Get rid of that useless guilt. All of these people—especially the psychologists—will tell you that guilt is the most useless emotion there is. Toss it away! Shrug it off! (This will most certainly be a relief to those people who set a goal of ditching a spouse and then did it.) And keep up that motivation! Tell yourself, “I can have what I want. I deserve it. Nothing has to stand in my way. I have power. I empower myself.”
It’s important to say here that not all purveyors of motivational tapes and books belong to the New Age. One who most emphatically does not is Zig Ziglar. He gives three important clues that he’s a nonmember. One is his constant reminder that what we want to do is hard.

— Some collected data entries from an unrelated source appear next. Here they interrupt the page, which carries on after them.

PR #2027, opened 2026-08-19
fix(nfs4): release open state when a v4.1 client's lease expires

chessman:
# Description

## Type of change

## Changes Made

Reap open owners, open states and lock states when the lease expires in NFS v4.1, same as in v4.0.

## Testing

## Testing Instructions

Purely theoretical, the following steps should reproduce the issue:
1. One client locks a file using v4.1.
2. Cut off the connection.
3. Try to lock the file with another client from another machine after the lease has expired (in reality, a bit longer).

## Checklist

### DIFF
--- a/internal/adapter/nfs/v4/state/manager.go
+++ b/internal/adapter/nfs/v4/state/manager.go
@@ -725,6 +725,43 @@ func (sm *StateManager) RemoveClient(clientID uint64) {
 		"client_id_str", record.ClientIDString)
 }
 
+// removeClientOpenStateLocked drops every open-owner belonging to clientID
+// together with its open states, its lock states, and the locks those hold in
+// the unified lock manager.
+//
+// It scans sm.openOwners by ClientID rather than walking a per-client owner
+// list: V41ClientRecord carries no such list, and the v4.0 ClientRecord one
+// goes stale because freeStateidLocked removes owners from sm.openOwners
+// without removing them there.
+//
+// Caller must hold sm.mu.
+func (sm *StateManager) removeClientOpenStateLocked(clientID uint64) {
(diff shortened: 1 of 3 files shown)


marmos91:
@copilot review

marmos91:
Nice catch, and thanks for the test. I verified this: disabling the new call in `purgeV41Client` makes your test fail on all three assertions, and the full `internal/adapter/nfs/v4/...` tree is green under `-race`. The share reservation assertion is the good one, since it proves the symptom instead of just map hygiene. I also checked that v4.0 and v4.1 client IDs come from the same counter and that owners are only dropped from `sm.openOwners` once their open states are empty, so the scan is neither ambiguous nor lossy.

Two things:

- **Typo in the docstring.** `freeStateidLocked` should be `freeOpenStateidLocked` (`stateid.go:496`). The reasoning is correct, that really is the site which leaves `ClientRecord.OpenOwners` behind while `CloseFile` cleans both, so it is worth having the right name on it.

- **Test misses the lock state half.** The title mentions lock states but the test only asserts `openOwners` and `openStateByOther`. Could you take a byte range lock before the lease lapses and assert `lockStateByOther`, `lockOwners` and `ListUnifiedLocks` all drain? That is the part that unblocks the second client in your scenario.

- One note, no change needed: the v4.0 path used to walk the per record list and now scans all of `sm.openOwners` and `closedOwnerByOther`. Right call, since the per record list is exactly what goes stale, and invisible at our sizes. Just worth remembering if a reap across many clients ever shows up in a profile.

chessman:
@marmos91 Thanks, I've fixed the comments.

marmos91 (approved):
LGTM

The second is his belief that if you work hard for something and it just doesn’t happen, perhaps you’ve been working at the wrong thing. And the third is his frequent references to God, Scripture, and prayer. You’ll never hear any of this from a New Ager.
John Joseph, a Carmelite brother and student of the dangers of the New Age, warns, “Many people middle-aged and older have fallen into the New Age Movement, a world-wide network consisting of tens of thousands of cooperating organizations.” What are all these people after? Well, whether they know it or not (and most of them do not), the goal of the New Age is, ultimately, to bring the world to the worship of Lucifer.
Now, maybe your church group is into “possibility thinking” and you’re not prepared to believe that Devilworship underlies New Age help-yourself thought. Still, consider the Old and New Testament lessons teaching us to obey God’s will, and then understand that New Age adherents believe that we create our own reality. You can’t eat your cake and have it, too.
And there are other, even better hooks to catch normal people than greed or selfishness. The New Age also appeals to mankind’s nobler motives. Joseph writes, “This is where the Hunger Project, Bread for the World, and a host of other projects . . . fit into New Age plans. Too often, those initially attracted by such good works fall prey to the false philosophies of the New Age (which, even in its charitable undertakings, is strong on impossible global solutions and weak on personal reform).”
The peril of these New Age practices is that they work somehow—for a time: long enough for the New Agers to get a stranglehold on a mind. I really was invigorated, cheerful, and more in control after my morning visualization and goal-recording sessions. And all that nutty out-of-body travel and channeling and firewalking—people really do that, too. Books written by sensible, grown-up, traditionally religious Christians and Jews about their youthful experiments with New Age practices testify that they experienced occult phenomena, often without the help of drugs. I fooled around with yoga long enough in my late teens and early 20’s to know that out-of-body travel must be fairly easy, if you want it badly enough.
What finally brought me out of my blessedly short-lived New Age trance is this: the vague feeling that I was falling into peril. The New Age’s motto is, “My will be done.” The only thing New Agers see as evil is the thwarting of their own aims, either individually or as a handsome, menacing group. But New Agers are not often thwarted; they breed in a culture they themselves created. Listen to the radio; watch TV. Read one of the best-sellers offering “global” advice to “Spaceship Earth” on everything from investment to the whales. Look at “Christian” bookstores, selling books and tapes on meditation and “self-fulfillment.” Consider the church, with its clowns, balloons. rock music, and utter lack of silence and sanctity regardless of denomination, attempting, as John Joseph says, to “reshape orthodox Christianity according to the mind of man.”
The mind of man is a very small place—thank God He doesn’t live there.